# Los Angeles/oc.....no Future



## bobcycles (Jul 2, 2016)

I live in So Cal. LA county specifically,  and in this city?  
We currently have the highest rate of illiteracy in the history of Los Angeles.

Here is a glimpse at the future of LA .....and maybe the future of the US

http://inlandempire.craigslist.org/atq/5606145513.html


----------



## GTs58 (Jul 2, 2016)

I donno man. I've heard that word many times, bintage, and if you lived down south of San Diego you'll see that vintage is pronounced bintage. The language is Spanglish.


----------



## bobcycles (Jul 2, 2016)

LOL gotcha....I was refering to the body of the sellers post......an array of grammatical butchering goin' down....and I wonder what makes that bike so "fast"?


----------



## Schwinn499 (Jul 3, 2016)

I saw this add with "great bittina" recently...wtf is bittina?


----------



## catfish (Jul 3, 2016)

WOW! That has got to be a joke. If not, it is very sad.


----------



## spoker (Jul 3, 2016)

consider yourself luckey,i live in minneapolis,highest solmolian pop in the us,was at the bike shop sat.a somali came in and didnt know enough english to tell the owner what he wanted done to his bike!some nice areas of the city have been turned to s--t!!


----------



## Freqman1 (Jul 3, 2016)

OK Bill Gates tried to make this idiot proof--turn on your spell checker. When you get that red underline--there's your sign! V/r Shawn


----------



## mickeyc (Jul 3, 2016)

Hate to point out, but there are regular contributors here that have a great deal of trouble with spelling, punctuation, etc.  Just read what you have written before you push the SEND button please.

Mike


----------



## Obi-Wan Schwinnobi (Jul 3, 2016)

mickeyc said:


> Hate to point out, but there are regular contributors here that have a great deal of trouble with spelling, punctuation, etc.  Just read what you have written before you push the SEND button please.
> 
> Mike



Punctuwhayhuh? What witchcraft is this!?.. You are very very right. Some posts are painful to read and that's if they can even be deciphered at all...

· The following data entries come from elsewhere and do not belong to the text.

PR #9205, opened 2025-11-21
Scheduler: Namespaces loop

JoshVanL:
Creates a new control loop 'namespaces' which is used to managing the
connection pool for each namespace. This loop enables further
implementation of broadcast jobs which require fanning out triggering
across a single namespace set. The namespace scoping has been removed
from the connections loop stream store.

Uses the kit & go-etcd-cron for the kit update to improve memory
allocations and lock contention.
https://github.com/diagridio/go-etcd-cron/pull/101
https://github.com/dapr/kit/pull/140

Branched from https://github.com/dapr/dapr/pull/9200

Does not change behaviour.

### DIFF
--- a/go.mod
+++ b/go.mod
@@ -14,7 +14,7 @@ require (
 	github.com/cloudevents/sdk-go/v2 v2.15.2
 	github.com/coreos/go-oidc/v3 v3.14.1
 	github.com/dapr/components-contrib v1.16.2-0.20251125171221-9b3a3905c4dc
-	github.com/dapr/durabletask-go v0.10.2-0.20251124230813-f3afee228ca1
+	github.com/dapr/durabletask-go v0.10.2-0.20251203182905-2c611fb434fd
 	github.com/dapr/kit v0.16.2-0.20251124175541-3ac186dff64d
 	github.com/diagridio/go-etcd-cron v0.10.1-0.20251125140549-44f1c29e6505
 	github.com/evanphx/json-patch/v5 v5.9.0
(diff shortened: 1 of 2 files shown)


pkg/scheduler/server/internal/pool/loops/stream/add.go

Sent from my SM-G920V using Tapatalk


----------



## Joe Buffardi (Jul 3, 2016)

Look at the keyboard. V is right next to B.


----------



## bairdco (Jul 3, 2016)

Auto correct and whatever it's called when your device predicts the words for you, combined with laziness is usually to blame.

If I let my phone rewrite the above, it would say;

Audio correct and whatever you want to call it That pretty the world fork you, combine with Lazarus is usual too black.


----------



## spoker (Jul 3, 2016)

Freqman1 said:


> OK Bill Gates tried to make this idiot proof--turn on your spell checker. When you get that red underline--there's your sign! V/r Shawn



this aint english class its a bike site quit bitchen!


----------



## Intense One (Jul 3, 2016)

Schwinn499 said:


> I saw this add with "great bittina" recently...wtf is bittina?



Bittina is an object that has just a little bit of patina in its appearance


----------



## Freqman1 (Jul 3, 2016)

spoker said:


> this aint english class its a bike site quit bitchen!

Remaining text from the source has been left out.